Here's our [email protected] 1 1/2


----------



## M.D. Vaden (Jun 19, 2009)

Here are a few of our dogs. Nicky the Rottweiler, Daisy the Papillon, and Zoe the Long Hair Chihuahua. We got a Rat Terrier, Missy, a few months ago. The Rottie is our son's favorite.


----------



## TreEmergencyB (Jun 20, 2009)

heres my girl comes with me to almost all my side jobs she watches the tools/truck
lol

http://viewmorepics.myspace.com/ind...ndID=426754580&albumID=934148&imageID=7566433


----------



## deeker (Jun 20, 2009)

The labs, and I chasing ducks in Utah.






Same area.






Looking for goodies in my sons truck.






I used to train/hunt/field trial/hunt test with Labrador Retrievers all over the western states.


----------



## deeker (Jun 20, 2009)

One from last january. My neighbors son, a goldeneye and my lab. The ice on the small river was so thin the dog (Muki) belly crawled to and from the bird.


----------



## Birdhunter1 (Jun 20, 2009)

Well, my name on here ought to be a good indication of the types of dogs I have:
This one is Rocket, about 8 years old now and doesn't let much past that nose of his. This dog and I have covered some serious ground, hate to say it but he is my favorite dog of the crew that I have:













Rocket at break time on a sucessful day:






This one is Gunner Jo, my wife and I bottle fed him from day one as the mother of the litter and his 9 litter mates died at birth or within days. He was the only survivor, so yes I have a sort of emotional attachment, but he is a pretty good hunting dog. This was in SW Kansas in Nov. 07, we got out of the truck, 3 of us walked a tailwater pit, 4 roosters took flight and i got 3 before te other guys fired. Gunner retrieved them all!
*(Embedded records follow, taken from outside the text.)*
PR #279, opened 2025-04-25
Better support additionnal env value

NargiT:
This feature allow to add any key/value map to the deployment from values.yaml

```yaml
app:
  extraEnvValue:
    UV_INDEX: https://example.com/repository/pypi/pypi
    UV_INDEX_URL: https://example.com/repository/pypi/simple

# also works for controller and ui if required
```

Any UV_* env are supported out of the box and allow any one to run the chart in a closed environment (no internet).


NargiT:
Done.

NargiT:
Sorry for the delay, now test are passing.

EItanya:
Hello @NargiT. 2 more quick nits:

1. Can you rename `extraEnvValue -> env`?
2. Can you add default empty maps to the `values.yaml` file as a form of documentation. The values file is typically where users go for documentation. For example:
```
app:
  # Additional environment variables for the app
  env: {}
```

NargiT:
Hey @EItanya, the reason I didn't use env is because the implementation I wrote doesn't support valueFrom values.

[Kubernetes docs on environment variables](https://kubernetes.io/docs/tasks/inject-data-application/environment-variable-expose-pod-information/#use-pod-fields-as-values-for-environment-variables)

Should I still rename for futur support ?

EItanya:
That's a good point, maybe instead we should just passthrough the value via `{{ toYaml }}` helm function, that was the user can add string values or env values?

NargiT:
sounds good for me.

EItanya (approved):

EItanya:
Hey there, I'm really sorry, I should've merged your PR before the other one, but the another one that modified the env values made it in first, would you mind resolving the conflicts? I don't have access to your fork

PR #282, opened 2025-04-25
Allow to disable completely openai model

NargiT:
This pr goal is to disable totaly openai model one or multiple instead that are local (like ollama)
This also unlock the ability to use different model depending of the agent and thus be able to compare them.

```yaml
# pseudo code for values.yaml

openai:
  enabled: false

contrib:
  agents:
    k8s:
      enabled: true
      modelConfigRef: ollama-model-config # ModelConfig for ollama needs to be define
    helm:
      enabled: true
      modelConfigRef: anthropic-model-config # ModelConfig for anthropic needs to be define
```


EItanya (approved):
LGTM, we were thinking of doing exactly this, thanks so much :)

PR #289, opened 2025-04-28
update the registry and download locations

peterj:


EItanya (dismissed):

Makefile
```diff
@@ -1,5 +1,5 @@
 # Image configuration
-DOCKER_REGISTRY ?= ghcr.io
+DOCKER_REGISTRY ?= cr.kagent.dev
```
EItanya: This will fail release because the build relies on this value being `ghcr.io` https://github.com/kagent-dev/kagent/blob/a8b34af293a3e931780c23892e3604b098672f8d/.github/workflows/tag.yaml#L54

You need to specifically retag and load for any targets that load into kind. That's the most important part in this PR

EItanya (changes requested):

EItanya (approved):

EItanya (approved):

PR #2180, opened 2026-07-08
feat(ui-test): Playwright ui tests foundation stage 0

cjlg-soloio:
### Description

Adds the **Stage 0 foundation** for Playwright page-level E2E testing of the kagent UI, running against a mocked backend with no cluster required.

The suite targets the one gap nothing else covers — **multi-step user flows across components**:

| Tool | Covers |
|------|--------|
| Storybook / Chromatic | Component render states |
| Jest | Logic |
| Cypress | Page-load smoke |
| **Playwright (this PR)** | **Cross-component user flows** |

**The core design challenge:** the UI fetches data server-side via Next.js server actions, so browser-level `page.route("**/api/**")` intercepts nothing. Instead, this PR boots a dependency-free stub backend and redirects Next's server-side fetch to it via `BACKEND_INTERNAL_URL` — which `getBackendUrl()` in `ui/src/lib/utils.ts` already honors. Playwright's `webServer` block starts both the stub (`:8899`) and `next dev` (`:8001`) automatically.

This is **foundation-only**: config, stub backend, shared fixture, CI workflow, and a single smoke test. The helper/driver library and per-test scenarios land in Stage 1; feature flows in Stage 3 (see `ui/playwright/README.md`).

### Files

**New**
| File | Purpose |
|------|---------|
| `ui/playwright.config.ts` | Boots stub + dev server; chromium project; CI-aware retries/workers; trace & screenshot on failure |
| `ui/playwright/mocks/server.mjs` | Dependency-free stub backend (Node `http` only); serves happy-path payloads mirroring `src/types/index.ts`; exposes `/__mock/health` & `/__mock/reset` |
| `ui/playwright/mocks/data.ts` | Typed spec-side data builders mirroring the stub's shapes |
| `ui/playwright/fixtures/test.ts` | Shared `test`/`expect` fixture; resets stub per test and bypasses first-run onboarding |
| `ui/playwright/tests/smoke.spec.ts` | Stage 0 smoke test — asserts the Agents list renders against the mock |
| `ui/playwright/tsconfig.json` | Extends UI tsconfig with node + Playwright types |
| `ui/playwright/README.md` | Test strategy, mocking rationale, conventions, roadmap |
| `.github/workflows/ui-playwright.yaml` | Standalone CI workflow (paths-filtered to `ui/**`); installs chromium, runs `test:pw`, uploads report |

**Modified**
- `ui/package.json` — `@playwright/test` dev dep + `test:pw` / `test:pw:ui` / `test:pw:debug` scripts
- `ui/package-lock.json` — lockfile updates
- `ui/.gitignore` — ignores `playwright-report`, `playwright/test-results`, `playwright/.cache`

### Testing

```
cd ui
npm install
npx playwright install chromium   # first time only
npm run test:pw
```

Playwright starts the stub backend and dev server automatically. The smoke test passes when the home page renders the Agents, no "Error Encountered" state appears, and no uncaught page errors occur. CI runs the same on any `ui/**` change.

### Change type

test / ci — new test infrastructure and CI workflow. No product or runtime code changed.

### Changelog

`Stage 1 of 3 playwright tests for ui`


ui/playwright/mocks/server.mjs
```diff
@@ -0,0 +1,120 @@
...
+    "Content-Type": "application/json",
+    "Content-Length": Buffer.byteLength(payload),
+  });
+  res.end(payload);
+};
+
+const server = createServer((req, res) => {
+  const { method, url } = req;
+  const pathname = url.split("?")[0];
+
```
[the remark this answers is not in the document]
cjlg-soloio: Defaulted req.method and req.url before parsing so a missing url can't throw on split.
---
*🤖 written by Claude*

ui/playwright/fixtures/test.ts
```diff
@@ -0,0 +1,26 @@
...
+
+import { test as base, expect } from "@playwright/test";
+
+const STUB_URL = "http://127.0.0.1:8899";
+
+export const test = base.extend({
+  page: async ({ page, request }, use) => {
+    await request.post(`${STUB_URL}/__mock/reset`).catch(() => {
+      // Stub not reachable (e.g. reused external server) — non-fatal for Stage 0.
+    });
```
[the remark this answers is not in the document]
cjlg-soloio: Replaced the swallowed catch with a try/catch that rethrows when process.env.CI is set, so a failed reset fails fast in CI while staying non-fatal locally.
---
*🤖 written by Claude*

.github/workflows/ui-playwright.yaml
```diff
@@ -0,0 +1,57 @@
...
+    paths:
+      - "ui/**"
+  workflow_dispatch:
+
+jobs:
+  playwright:
+    runs-on: ubuntu-latest
+    permissions:
+      contents: read
+      pull-requests: write
```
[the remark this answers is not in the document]
cjlg-soloio: Dropped pull-requests: write since no step writes to the PR; the job keeps only contents: read.
---
*🤖 written by Claude*

ui/playwright.config.ts
```diff
@@ -0,0 +1,60 @@
...
+
+const CI = !!process.env.CI;
+
+const STUB_PORT = 8899;
+const STUB_URL = `http://127.0.0.1:${STUB_PORT}`;
+const APP_URL = "http://localhost:8001";
+
+export default defineConfig({
+  testDir: "./playwright/tests",
+  outputDir: "./playwright/test-results",
```
mesutoezdil, line 23: With workers: 1 this is a no-op, but raising workers before Stage 1 isolation lands will cause tests to race against the shared stub. Consider setting this to false until then.

mesutoezdil:
dco is red

ui/playwright.config.ts
cjlg-soloio: Good call — Fixed in 08b3cfcf — set fullyParallel: false to match workers: 1, so both stay off until Stage 1 isolation lands. Thanks @mesutoezdil !

mesutoezdil: > Good call — Fixed in [08b3cfc](https://github.com/kagent-dev/kagent/commit/08b3cfcf36fe2bf971fa24ab4c30a5c8d51bf952) — set fullyParallel: false to match workers: 1, so both stay off until Stage 1 isolation lands. Thanks @mesutoezdil !

pls write your own sentences when interacting with me, not llm outputs. thx!

cjlg-soloio: my bad! I will keep it human moving forward 🤝

ui/playwright/tsconfig.json
```diff
@@ -0,0 +1,7 @@
+{
+  "extends": "../tsconfig.json",
+  "compilerOptions": {
+    "types": ["node", "@playwright/test"]
+  },
+  "include": ["**/*.ts", "**/*.mjs"]
```
mesutoezdil: mjs without allowJs: true is a no-op, typescript won't check server.mjs

ui/playwright.config.ts
```diff
@@ -0,0 +1,62 @@
...
+  use: {
+    baseURL: APP_URL,
+    screenshot: "only-on-failure",
+    trace: "retain-on-failure",
+    video: "off",
+  },
+  projects: [{ name: "chromium", use: { ...devices["Desktop Chrome"] } }],
+  webServer: [
+    {
+      command: "node playwright/mocks/server.mjs",
```
mesutoezdil, line 44: server.mjs reads STUB_PORT from env but this block doesn't pin it, so a shell-set STUB_PORT makes the stub bind to the wrong port and the health check times out

ui/playwright.config.ts
```diff
@@ -0,0 +1,62 @@
...
+      url: `${STUB_URL}/__mock/health`,
+      reuseExistingServer: !CI,
+      timeout: 30_000,
+      stdout: "pipe",
+      stderr: "pipe",
+    },
+    {
+      command: "npm run dev",
+      url: APP_URL,
+      reuseExistingServer: !CI,
```
mesutoezdil: if npm run dev is already running without BACKEND_INTERNAL_URL, reuseExistingServer reuses it and the stub is bypassed silently

ui/playwright/mocks/data.ts
```diff
@@ -0,0 +1,72 @@
...
+
+import type {
+  AgentResponse,
+  ModelConfig,
+  ProviderModelsResponse,
+  ToolsResponse,
+} from "@/types";
+
+export type Namespace = { name: string; status: string };
+export type ToolServerListEntry = { ref: string; groupKind: string; discoveredTools: unknown[] };
```
mesutoezdil: discoveredTools is typed as unknown[] but the real ToolServerResponse from @/types uses DiscoveredTool[]. the file comment promises compile-time drift detection, but this local type bypasses it

ui/playwright/tsconfig.json
cjlg-soloio: removed it

ui/playwright.config.ts
cjlg-soloio: I pinned STUB_PORT in the stub's webServer env so it always goes to the health endpoint or whatever BACKEND_INTERNAL_URL is set to

ui/playwright.config.ts
cjlg-soloio: changed it to boot always on BACKEND_INTERNAL_URL and made it fail loudly if 8001 is already taken

ui/playwright/mocks/data.ts
cjlg-soloio: good catch! using RemoteMCPServerResponse now

cjlg-soloio: I wrote that sentence! 😅

.github/workflows/ui-playwright.yaml
```diff
@@ -0,0 +1,56 @@
...
+    permissions:
+      contents: read
+    steps:
+      - name: Checkout repository
+        uses: actions/checkout@v6
+
+      - name: Setup Node.js
+        uses: actions/setup-node@v6
+        with:
+          node-version: "24"
```
Charlesthebird: This can use the `.nvmrc` file:

```suggestion
          node-version-file: "ui/.nvmrc"
```

.github/workflows/ui-playwright.yaml
```diff
@@ -0,0 +1,56 @@
...
+          cache: "npm"
+          cache-dependency-path: ui/package-lock.json
+
+      - name: Install dependencies
+        working-directory: ./ui
+        env:
+          CYPRESS_INSTALL_BINARY: 0
```
Charlesthebird: Might be able to be removed with the removal of Cypress.

```suggestion
```

ui/playwright/mocks/data.ts
Charlesthebird, line 1: If this isn't used it should be removed (it's okay to leave in if it's used or being removed in subsequent steps).

ui/playwright/README.md
```diff
@@ -0,0 +1,87 @@
...
+
+| Layer | Tool | Not Playwright's job |
+|---|---|---|
+| Atoms (`src/components/ui/*`) | shadcn primitives | skip |
+| Visual / render states | Storybook + Vitest-browser + Chromatic | skip |
+| Unit / logic | Jest (`*.test.ts(x)`) | skip |
+| Page-load smoke (`h1` renders, page reachable, onboarding steps 1–2, model-edit page opens) | Cypress (`cypress/e2e/smoke.cy.ts`) | skip |
+| **Multi-step flows: form submission, payload correctness, streaming, wizard completion, error/edge states** | **Playwright (this suite)** | — |
+
+Rule: if Cypress / Chromatic / Jest already assert it, Playwright does not.
```
Charlesthebird: Cypress can be removed in this PR (the smoke test, npm package, and any other references).

Jest cannot - there are a lot of Jest unit tests across the repo.

There are also Storybook tests that check that each component can be rendered and passes a11y checks. These tests internally use Vitest and Playwright because that's what Storybook does. These shouldn't be removed. It might make sense to migrate Jest to Vitest and then just use one vitest config for all of it, but that's outside the scope of this PR. Also, these are just dev dependencies, so using 2 different tools (vitest and jest) doesn't cause much of an issue aside from 2 different configs, which are relatively low maintenance.

Charlesthebird (changes requested):
Looks good overall, just a few requests before merging:

- [x] The package-lock diff due to node version not matching .nvmrc should be resolved.
- [x] Cypress can be removed here.
- [x] There should be a playwright video output.

ui/playwright/mocks/data.ts
cjlg-soloio: keeping for the upcoming PR

ui/package.json
```diff
@@ -10,8 +10,9 @@
     "test": "jest",
     "test:vitest": "vitest run",
     "test:watch": "jest --watch",
-    "test:e2e:cypress": "cypress run --e2e",
-    "test:e2e": "start-server-and-test dev http://localhost:8001 test:e2e:cypress",
+    "test:pw": "playwright test",
```
Charlesthebird, line 13: We might want to keep in the test:e2e script here but point it to the playwright one.

```suggestion
    "test:pw": "playwright test",
    "test:e2e": "npm run test:pw",
```

ui/package-lock.json
Charlesthebird, line 1: I still see some diff of some extra metadata because my npm version is:
```
❯ npm --version
11.6.2
```

But this isn't a blocker - there's no functional difference and when `npm i` is run again using npm v10 it would revert back. We should probably have `packageManager` set in the `package.json` to avoid that (maybe could add this in to follow-up).

Charlesthebird (commented):
Thanks for the updates!

Charlesthebird (approved):

Charlesthebird (approved):

Charlesthebird (approved):

peterj (dismissed):

peterj:
@cjlg-soloio there are some CI failures: https://github.com/kagent-dev/kagent/actions/runs/29391678324/job/87276477369?pr=2180

cjlg-soloio:
Superseded by #2262. This PR's branch name contained parentheses (`feat(ui)--...`) which broke the Docker buildx cache-scope shell interpolation in CI (`/bin/sh: Syntax error: "(" unexpected`), failing all build/e2e/upgrade jobs. Reopened from a paren-free branch (`cjlg-soloio/playwrightTestsStage1`) in #2262 with the same changes plus the ui-tests lint fix.

PR #2191, opened 2026-07-09
feat: allow read-only shares to read A2A tasks

QuentinBisson:
## What

Read-only share tokens can now read tasks over A2A (`ListTasks`, `GetTask`). They were blocked from every A2A method because `shareTokenMiddleware` rejects all non-GET requests on the A2A path, and A2A is JSON-RPC over POST. Read-only is the default share mode (`session_shares.go` defaults `read_only` to `true`), so the share-scoped task read path added in #2187 was unreachable for the common case.

## How

Read-only enforcement for A2A moves from the transport verb to the request handler:

- Reads pass through: `ListTasks`, `GetTask`, push-config get/list, `SubscribeToTask`.
- Mutating methods are rejected under a read-only share via `requireWritableShare`: `SendMessage`, `SendStreamingMessage`, `CancelTask`, `CreateTaskPushConfig`, `DeleteTaskPushConfig`.
- The session REST path keeps its existing verb-based read-only block.

The middleware no longer blanket-blocks non-GET A2A requests for read-only shares, so the per-method guards are what stop a read-only share from mutating a session. Guarding at the handler covers both wires (v0 and v1 route the same methods to it).

## Behavior change

A read-only share attempting a mutating A2A method now returns a JSON-RPC error result instead of an HTTP 403.

Follows #2187 (store-backed `ListTasks`); branched from `main`, no code dependency on it.


EItanya:
@onematchfox would love your thoughts as well

onematchfox:
> @onematchfox would love your thoughts as well

I'm on PTO at the moment so haven't looked at the code/implementation itself but the general ask/fix makes sense to me. My original implementation focussed on the controller API endpoints used to read state from the Kagent DB rather than the semantics of similar functionality that could be achieved directly via A2A methods.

Rocket, Gunner Jo and a dog who died, Missy:





And my little shop buddy/pillow warmer/####head, Costello:








For an 8 lbs dog is one heck of a watchdog, he lets me know what's going on outside that shouldn't be and he lets me know as soon as a vehicle pulls in the driveway!


----------



## Birdhunter1 (Jun 20, 2009)

Can't forget about a few pups I am bringing up this year. This one, Isabella, told me she wants to be a birddog!















And "Shooter," use to call him bandit but my wife didn't like the name. At less than 6 months old he was trying to keep up with the big dogs in the field, first time they went on point he knew something was up but not what was up. Bird got up and it dern near landed on him, he figured it out real quick!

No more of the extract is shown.